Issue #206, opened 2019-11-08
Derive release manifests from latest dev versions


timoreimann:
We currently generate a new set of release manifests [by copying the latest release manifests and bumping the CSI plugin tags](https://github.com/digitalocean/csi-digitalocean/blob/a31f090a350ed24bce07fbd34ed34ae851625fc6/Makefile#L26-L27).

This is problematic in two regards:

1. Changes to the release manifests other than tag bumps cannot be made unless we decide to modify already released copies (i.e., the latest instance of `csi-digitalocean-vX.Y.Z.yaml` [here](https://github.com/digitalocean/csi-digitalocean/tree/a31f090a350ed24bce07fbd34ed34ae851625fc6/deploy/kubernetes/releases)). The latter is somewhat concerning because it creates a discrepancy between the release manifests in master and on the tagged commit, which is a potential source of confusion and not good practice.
........
Output all of the material exactly.

Issue #206, opened 2019-11-08
Derive release manifests from latest dev versions


timoreimann:
We currently generate a new set of release manifests [by copying the latest release manifests and bumping the CSI plugin tags](https://github.com/digitalocean/csi-digitalocean/blob/a31f090a350ed24bce07fbd34ed34ae851625fc6/Makefile#L26-L27).

This is problematic in two regards:

1. Changes to the release manifests other than tag bumps cannot be made unless we decide to modify already released copies (i.e., the latest instance of `csi-digitalocean-vX.Y.Z.yaml` [here](https://github.com/digitalocean/csi-digitalocean/tree/a31f090a350ed24bce07fbd34ed34ae851625fc6/deploy/kubernetes/releases)). The latter is somewhat concerning because it creates a discrepancy between the release manifests in master and on the tagged commit, which is a potential source of confusion and not good practice.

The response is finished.